Increasingly, we’re seeing push back to social justice-tinged critiques. Damien Chazelle’s awards season darling La La Land experienced push back for it’s overwhelming whiteness and its erasure of LGBTQ+ folks. And the pushback received push back by—primarily white, cishet men arguing that it’s still a great accomplishment in cinema regardless and that SJW folks are once again all-too willing to throw out the baby with the bathwater. (Full Disclosure: I haven’t seen La La Land; I have seen both Moonlight and Arrival and while I understand why the former has gotten so much praise–representation matters and on that account it’s huge and ground breaking–but it’s also flawed in a way that Arrival is not. I’m hardly going to dismiss Moonlight; however, those folks who elevate it above Arrival are a bit beyond the pale in my personal estimation.)

(There’s actually an emerging term being employed to name this reaction: anti-Art criticism.)

When I was a filmmaking student, the film department brought in a professor from the theater department to teach directors how to work with actors. It was one of many occasions where I fell afoul of The Powers That Be.

I remember being told that an actor could only convey one distinct emotion at a time. And to expect anything else was to knee-cap the authenticity of the performance.

It still ranks as one of the most bullshit pronouncements that I’ve ever encountered.

Something you probably won’t understand if you didn’t grow up sheltered by Xtian conservative parents is the degree of importance placed on MPAA ratings for movies. For example, I hadn’t seen a single R-rated movie until I was 15 and saw The Silence of the Lambs.

It was a revelation and I have—to date—watched it more than 200 times.

If you’ve only seen it a couple times, you probably won’t have paid much attention to the line that Lecter offers Clarice when she notes a drawing in his cell: It’s the Duomo as seen from the Belvedere; do you know Florence?

That one line combined with a fascination with the Renaissance Masters led me to fantasize for years about visiting Florence. From the age of 19 on, I would check airfare several times a year only to decide it was too rich for my blood.
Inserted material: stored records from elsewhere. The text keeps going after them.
PR #110, opened 2019-03-20
Added timeout for every method.

### LINKED ISSUE #109: Adding timeout for Bot API methods.
**Is your feature request related to a problem? Please describe.**
The problem is that Bot API doesn't send any errors, if bot got limited with some methods, like delete_message. Example code:
```
l=[(i, -1000-i) for i in range(1000)]
for i in l:
   try:
      await bot.delete_message(message_id=max(i), chat_id=min(i))
   except Exception:
       pass
```

If there are no `await asyncio.sleep()`, a bot will freeze after deleting ~700-800 msgs. No exceptions will raise, but the process will be completely blocked.

**Describe the solution you'd like**
The best way to solve this problem is by adding timeout for every method, e.g. in `aiogram.Bot` params. 

**Additional context**
[Example](https://t.me/aiogram_ru/44012): `INFO:bot:Process update [ID:711526853]: [success] (in 15379 ms)`

Forden:
# Description

This commit adds timeouts for every API method, that saves your bot from being stuck because of Telegram API unexpected behavior.

Fixes #109  (issue)

## Type of change


gabbhack:
Using the default None we leave this task to the user. I think we should come up with an adequate timeout by default.

JrooTJunior:
Why timeout argument was added only for methods in Bot class? What about shorted API methods (`message.reply` and etc.)?

JrooTJunior:
I think about setting timeout by the context manager instead of passing as argument it to the all of API methods.

Example:
``` python3
with bot.request_timeout(3):
    message.reply(...)
```
It can be implemented with using the `contextvars`.

What do you think about that?

JrooTJunior:
I will cancel that issue and start to implement different method of using timeouts.

PR #119, opened 2019-04-06
Optimize filter checking

gabbhack:


aiogram/dispatcher/filters/__init__.py
```diff
@@ -23,6 +24,8 @@
     'Regexp',
     'StateFilter',
     'Text',
-    'check_filter',
+    'get_filters_spec',
+    'get_filters_spec',
```
JrooTJunior: Line duplicated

Then I ended up in a Survey of Wester Art 101 class taught by this affable but deeply anxious and shockingly undynamic professor. Somehow, he saw my intense interest and while the class was a wonderful experience. It was my engaging with him that caused it to be so. I remember we really dug into Florentine art. The professor wanted us to be able to parachute in and have an idea of the lay of the land. Our final exam featured a section of slides taken from the streets in Florence and we were to make an educated guess as to where in the city we were and then using a provided map navigate to the location where a stipulated work was on display.

I never had even the foggiest inkling that I’d ever be able to use that knowledge until the planes collided with the towers bringing them toppling along with air fares.

Several days later—at a restaurant with my mother—she told me to put her money where my mouth was and wrote me a check for what I was short to finally get off my bum and do what I’d been dreaming about for years.

So two months after 9/11, I flew to Italy.

I remember the plane started its descent. We dipped into the clouds, but the ceiling was thin and as we emerged almost immediately; through the window I saw golden hour light painting the historic bridges from west to east: Ponte Vespucci, Ponte Alla Carria, Ponte Santa Trinity, Ponte Vecchio and Ponte alle Grazie.

I don’t think time has ever passed so slow in my life, landing, taxi, baggage claim, customs, the cab ride from the airport into the city.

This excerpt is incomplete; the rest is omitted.